Defined contribution plans
Contributions to defined contribution plans are recognised as an expense in the period in which the related service is provided. Prepaid contributions are recognised as an asset to the extent that the prepayment will lead to a reduction in future payments or a cash refund. When contributions are not expected to be settled wholly within 12 months of the end of the reporting date in which the employees render the related service, the liability is measured on a discounted present value basis. The unwinding of the discount is recognised in finance costs in profit or loss in the period in which it arises.
4. Employee numbers
The average number of persons employed by the company during the year amounted to 27 (2022: 31 ).
5. Profit before taxation
Profit before taxation is stated after charging/(crediting):
2023 2022
£ £
Depreciation of tangible assets 63,133 65,618
_______ _______
6. Tangible assets
£
Cost
At 1 April 2022 1,664,215
Additions 80,243
Disposals ( 131,379)
_______
At 31 March 2023 1,613,079
_______
Depreciation
At 1 April 2022 691,340
Charge for the year 63,133
Disposals ( 101,506)
_______
At 31 March 2023 652,967
_______
Carrying amount
At 31 March 2023 960,112
_______
At 31 March 2022 972,875
_______
7. Directors advances, credits and guarantees
During the year the directors entered into the following advances and credits with the company:
2023
Balance brought forward Advances /(credits) to the directors Amounts repaid Balance o/standing
£ £ £ £
Mr A.E. O'Reilly ( 482) ( 117,102) - ( 117,584)

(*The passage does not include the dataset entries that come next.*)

PR #584, opened 2015-12-14
Rename package_dir to fetch_dir and is fix its behavior for back-compat

ksubrama:
Allows for better back-compat for changes introduced in #581

### DIFF
--- a/lib/omnibus/software.rb
+++ b/lib/omnibus/software.rb
@@ -338,11 +338,11 @@ module Omnibus
     expose :whitelist_file
 
     #
-    # The path relative to package_dir where relevant project files are
+    # The path relative to fetch_dir where relevant project files are
     # stored. This applies to all sources.
     #
     # Any command executed in the build step are run after cwd-ing into
-    # this path. The default is to stay at the top level of package_dir
+    # this path. The default is to stay at the top level of fetch_dir
     # where the source tar-ball/git repo/file/directory has been staged.
     #
     # @example
@@ -350,6 +350,12 @@ module Omnibus
     #
     # @param [String] val
     #   the relative path inside the source directory. default: '.'
+    #
+    # Due to back-compat reasons, relative_path works completely
+    # differently for anything other than tar-balls/archives. In those
+    # situations, the source is checked out rooted at relative_path
+    # instead 'cause reasons.
+    # TODO: Fix this in omnibus 6.
     #
     # @return [String]
     #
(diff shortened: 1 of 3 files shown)


lib/omnibus/software.rb
```diff
@@ -351,6 +351,12 @@ def whitelist_file(file)
     # @param [String] val
     #   the relative path inside the source directory. default: '.'
     #
+    # Due to back-compat reasons, relative_path works completely
+    # differently for anything other than tar-balls/archives. In those
+    # situations, the source is checked out rooted at relative_path
+    # instead 'cause reasons.
+    # TODO: Fix this in omnibus 5.
```
schisamo: We are in Omnibus 5.

lib/omnibus/software.rb
```diff
@@ -767,6 +746,19 @@ def overridden?
...
+    #
+    # Path to where any source is extracted to.
+    #
+    # Files in a source directory are staged underneath here. Files from
+    # a url are fetched and extracted here. Look outside this directory
+    # at your own peril.
+    #
+    # @return [String] the full absolute path to the package root directory.
+    #
+    def package_dir
```
schisamo: Do we still think this is the best name for this function? In omnibus packages (and packagers) are the output of a build. I don't see how this is related to packages.

scotthain:
:+1:

lib/omnibus/software.rb
ksubrama: I remember you mentioning fetch_dir.  I'm ok with that if you are.  I can s/package_dir/fetch_dir/g.

curiositycasualty: `extract_dir` might be better, but I'd much rather see that come in a later PR.

yzl: Maybe `source_staging_dir`?

yzl:
:+1: modulo discussion of method name.

lib/omnibus/software.rb
ksubrama: Actually seeing as how package_dir is used in the packages, I would be a terrible person to disambiguate project_dir with "the directory this software def is built in" only to then confuse it with the packager output.  I've updated the PR by calling it fetch_dir instead.  It might be a bit weird inside the git_fetcher (since its "project_dir" might be the "fetch_dir" where neither project nor fetch have anything to do with git), I think in isolation, each file makes fairly good sense with that name.  Once we have the options/ability to lose the back-compat features, it should be a whole lot less weird.

ksubrama: Woah eventual consistency model....

Ok..  so would someone prefer extract_dir/source_staging_dir instead?  It's still the same regex and I honestly want to pick the name y'all like best since you're the ones who have to deal with it and I've already spend 4-5 days being bewildered with the code and don't want to inflict the same on you.

schisamo:
:+1:

PR #586, opened 2015-12-16
More windows source building features/fixes.

ksubrama:


lib/omnibus/builder.rb
```diff
@@ -765,10 +764,11 @@ def shellout!(command_string, options = {})
...
         end
-        # Mixlib will handle escaping characters for cmd but we need to escape
-        # the command for bash itself. Since we're using Shellwords to escape
-        # the command, we should not quote the string at all.
-        command_string = "\"#{bash_bin}\" -c #{Shellwords.escape(command_string)}"
+        # Mixlib will handle escaping characters for cmd but our command might
+        # contain '. For now, assume that won't happen because I don't know
+        # whether this command is going to be played via cmd or through
+        # ProcessCreate.
+        command_string = "\"#{bash_bin}\" -c \'#{command_string}\'"
```
ksubrama: I couldn't use Shellwords.escape as that caused bash to interpret the entire string as one command (i.e. the name of the binary).  Shellwords.escape would be appropriate here if we were using bash to launch this.

lib/omnibus/software.rb
```diff
@@ -585,11 +585,15 @@ def with_standard_compiler_flags(env = {}, opts = {})
...
     #
     # @param [Hash] env
+    # @param [Hash] opts
+    #   :msys => true  add the embedded msys path if building on windows.
     #
     # @return [Hash]
     #
-    def with_embedded_path(env = {})
-      path_value = prepend_path("#{install_dir}/bin", "#{install_dir}/embedded/bin")
+    def with_embedded_path(env = {}, opts = {})
```
ksubrama: Needed a way to add msys paths after embedded/bin but before other stuff like git (which also has bash/less/etc.).

lib/omnibus/software.rb
```diff
@@ -585,11 +585,15 @@ def with_standard_compiler_flags(env = {}, opts = {})
...
+      paths = ["#{install_dir}/bin", "#{install_dir}/embedded/bin"]
+      paths << "#{install_dir}/embedded/msys/1.0/bin" if opts[:msys] && windows?
```
schisamo: We should add some test coverage to:
https://github.com/chef/omnibus/blob/master/spec/unit/software_spec.rb#L283-L316

ksubrama: Done!

schisamo:
:+1: 

/cc @chef/omnibus-maintainers

scotthain:
Not up on my windows enough to know if the invocations are correct but the good looks good to me :+1:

Miss Ana O'Reilly - ( 12,000) - ( 12,000)
_______ _______ _______ _______
( 482) ( 129,102) - ( 129,584)
_______ _______ _______ _______
2022
Balance brought forward Advances /(credits) to the directors Amounts repaid Balance o/standing
£ £ £ £
Mr A.E. O'Reilly ( 12,482) - 12,000 ( 482)
Miss Ana O'Reilly - - - -
_______ _______ _______ _______
8. Controlling party
The director Mr E O'Reilly together with Mrs J O'Reilly control 100% of issued share capital.